PAROLE is a joint project to Inria, CNRS, University of Lorraine through the LORIA laboratory (UMR 7503). The purpose of our project is to automatically process speech signals to understand their meaning, and to analyze and enhance their acoustic structure. It inscribes within the view of offering efficient vocal technologies and necessitates works in analysis, perception and automatic recognition (ASR) of speech.

Our activities are structured in three topics:

Speech analysis and synthesis. Our works are concerned with automatic extraction and perception of acoustic and visual cues, acoustic-to-articulatory inversion and speech synthesis. These themes give rise to a number of ongoing and future applications especially in the domain of foreign language learning.

Enriched automatic speech recognition. Our works are concerned with stochastic models (HMM (Hidden Markov Models) and Bayesian networks), semi-supervised and smoothed training of these stochastic models, adaptation of a recognition system to important variability sources, and with enriching the output of speech recognition with higher-level information such as syntactic structure and punctuation marks. These topics give also rise to a number of ongoing and future applications: automatic transcription, speech/text alignment, audio indexing, keyword spotting, foreign language learning, dialog systems, vocal services...

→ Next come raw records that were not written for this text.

PR #2200, opened 2018-08-08
Fix #1714 conditionally halting stream

### LINKED ISSUE #1714: Stream updated after conditionaly halt its parent
Hello,

I encounter an unexpected behavior when I use Mithril streams, here is the [JSFiddle](https://jsfiddle.net/k9pe1js0/2/). I expect that `count` equals zero when `halt` is `true`. I also try to replace the `map` with a `combine` but the result is the same.

I also write a [test](https://github.com/gaspoute/mithril.js/commit/40f7fd06d013e023355a2b79df6c3465edcf56dc), that will become a pull request if it's really an issue or a misunderstanding.

Gaspar.

porsager:
## Description
When a stream returns halt it is unregistrered to avoid calling dependent streams

## Motivation and Context
https://github.com/MithrilJS/mithril.js/issues/1714

## Types of changes

- [ ] Documentation change

## Checklist:

### DIFF
--- a/docs/change-log.md
+++ b/docs/change-log.md
@@ -26,6 +26,7 @@
 - API: `m.request` will no longer reject the Promise on server errors (eg. status >= 400) if the caller supplies an `extract` callback. This gives applications more control over handling server responses.
 - hyperscript: when attributes have a `null` or `undefined` value, they are treated as if they were absent. [#1773](https://github.com/MithrilJS/mithril.js/issues/1773) ([#2174](https://github.com/MithrilJS/mithril.js/pull/2174))
 - hyperscript: when an attribute is defined on both the first and second argument (as a CSS selector and an `attrs` field, respectively), the latter takes precedence, except for `class` attributes that are still added together. [#2172](https://github.com/MithrilJS/mithril.js/issues/2172) ([#2174](https://github.com/MithrilJS/mithril.js/pull/2174))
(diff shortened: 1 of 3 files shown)


pygy:
I didn't review this in depth, but it seems like the wrong fix to me... stream.HALT is supposed to stop the propagation of the current value, not to end the dependent streams...

The docs isn't clear about it but I think it was meant to be reversible.

porsager:
That's a good point @pygy , but I don't think the word HALT conveys that.. I think IGNORE / SKIP would make better sense?

barneycarroll:
I'm really sorry - totally jumped the gun. You're right @pygy, HALT stops that one value - `stream.end(true)` is the API for that thing. I read the tests as validating a fix that meant HALTed values didn't trigger derivative streams.

The test should in fact ensure that the flag can be flipped back again.

pygy:
+1 for `SKIP`

The stream library has its own npm package, we can introduce breaking changes independently.

porsager:
@pygy that's also a great point for not including stream as a named export in the mithril esm bundle!

Do we want to do anything special at all if returning HALT? I don't think we should if we introduce SKIP which works as you defined?

gamb:
+1 for `SKIP` as well.

This is actually a breaking change for https://github.com/MithrilJS/mithril.js/pull/1957. The tests need to be better for it.

PR #2205, opened 2018-08-21
Doc update for unpkg src attr

cavemansspa:


pygy:
Thanks @cavemansspa.

@orbitbot It doesn't hurt, if only to prevent man in the middle attacks while developing locally (stuff like bad public proxies that inject code in unencrypted content).

PR #2207, opened 2018-08-23
Rewrite stream

porsager:
So after a bit of fiddling trying to solve 2 issues related to mithril streams, I ended up trying to do an implementation from scratch just to get a better understanding of how it all hooked up.

After a bit of back and forth with @pygy on gitter I think I've ended up with a simpler implementation, which at the same time fixes the bugs mentioned above.

Another small benefit is that it is 1-3x faster depending on browser for simple tests using map and compose.

These are the issues being solved by the rewrite
https://github.com/MithrilJS/mithril.js/issues/1714 (PR https://github.com/MithrilJS/mithril.js/pull/2200)
https://github.com/MithrilJS/mithril.js/issues/2197 (PR https://github.com/MithrilJS/mithril.js/pull/2201)

The first one that got merged actually behaves wrong in that it ends the stream completely (wrong fix)

There was also another issue fixed with regards to the changed streams returned in combine which required fixing a test.

At the same time I've also renamed HALT to SKIP, which feels a bit more correct relating to its function.

## How Has This Been Tested?
Using all current stream tests, correcting 1 test, and adding another

## Types of changes

- [x] Documentation change

## Checklist:


StephanHoyer:
👍

isiahmeadows:
@pygy I requested your review since you appear mentioned in the lead up to this PR.

stream/stream.js
```diff
@@ -2,161 +2,136 @@
...
+	var stream = ready
+		? Stream(fn.apply(null, streams.concat([streams])))
+		: Stream()
+
+	let changed = []
+
+	streams.forEach(function(s) {
+		s.map(function(value) {
+			changed.push(s)
+			if (streams.every(function(s) { return s.state === "active" })) {
```
nordfjord: How about doing

`if (ready || (ready =...`?

porsager: Cool - That's a neat little optimization :) I haven't seen assignments in `ifs predicate` anywhere else in the codebase (correct me if I'm wrong), so I'll probably move it inside..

Speech to speech translation and language modeling. This axis concerns statistical machine translation. The objective is to translate speech from a source language to any target language. The main activity of the group which is in charge of this axis is to propose an alternative method to the classical five IBM's models. This activity should conduct to several applications: e-mail speech to text, translation of movie subtitles.

Our pluridisciplinary scientific culture combines works in phonetics, pattern recognition and artificial intelligence. This pluridisciplinarity turns out to be a decisive asset to address new research topics, particularly language learning that simultaneously require competences in automatic speech recognition and phonetics.